# Do yo use a chamois? Can you add them to mountain bike shorts?



## jbourne84 (Apr 8, 2010)

I'm considering getting mountain bike specific shorts and a chamois seems to be the thing that makes them bike specific.

But I was looking at the race face ambush, thinking I liked them but they dont say anything about a having a chamois, do you have to buy them seperate or do some shorts just not have that?

I've seen others like this which makes me wonder how worth having a chamois really is, if mountain bike companies are selling mountain bike shorts without them, you know?

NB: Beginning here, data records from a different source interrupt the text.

PR #307, opened 2015-10-20
Enable use of repository in ASpace config

jhsimpson:
refs #9075

The ArchivesSpace DIP Upload settings page,
in the admistration tab of the dashboard,
allows a user to set a value for the repository
to connect to in ArchivesSpace.

This value is now saved to the ReplacementDic
and used in the matching gui.

### DIFF
--- a/src/MCPClient/lib/clientScripts/dip_generation_helper.py
+++ b/src/MCPClient/lib/clientScripts/dip_generation_helper.py
@@ -30,7 +30,8 @@ def create_archivesspace_client():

Also, I like the mountain bike baggies because they are still sort of casual and I wont feel too strange going into stores or bars with them. Does having a chamois change their general walk-around comfort a lot?


----------



## borabora (Feb 16, 2011)

If you go for longer rides then a chamois can make a big difference in comfort. On the other hand everyone is different. Some people are able to do 6 hour rides wearing gym shorts while others wouldn't ever think of getting on the bike without padded shorts.

You get used to wearing shorts with a chamois. It's no big deal.

Some mountain biking shorts have a removable chamois, some have a non-removable chamois and some have no chamois at all. The most expensive ones do tend to have them. Many riders, including myself, choose to wear padded road bike (lycra) shorts and mountain bike baggies (or any other type of long shorts) without a chamois on top. The chamois in road bike shorts tend to be of a better quality and in the end the combination is usually cheaper. Also, chamois wear out and if you wear lycra road shorts with baggies on top then you can just replace the lycra shorts ever so often.

Remember that you wear the chamois liner of mb shorts or chamois padded road shorts without underwear. And naturally you want to wash them after every use.


----------



## fsrxc (Jan 31, 2004)

jbourne84 said:


> I'm considering getting mountain bike specific shorts and a chamois seems to be the thing that makes them bike specific.
> 
> But I was looking at the race face ambush, thinking I liked them but they dont say anything about a having a chamois, do you have to buy them seperate or do some shorts just not have that?
> 
> ...


Most DH shorts don't come with a liner, but most trail-oriented MTB baggy shorts have a padded liner, here's an example:
\Fox Ranger Short 2015 | detachable Pro Form chamois liner
but you can buy liners separately if your shorts don't have one.


----------



## Lithified (Apr 14, 2007)

After riding all sorts of 'disciplines' from BMX to XC to DH to road for the last 10 years, my general outlook is buy good road shorts. Then buy MTB baggy shorts without liners. It's more expensive, yes. But it's more versatile and you can get exactly what you want. For DH days I wear my baggies. For XC days, I wear the same baggies, WITH a chamois. For BMX or dirt jumps or super short trail rips, I wear the baggies alone. For road or CX days, I wear the road shorts alone.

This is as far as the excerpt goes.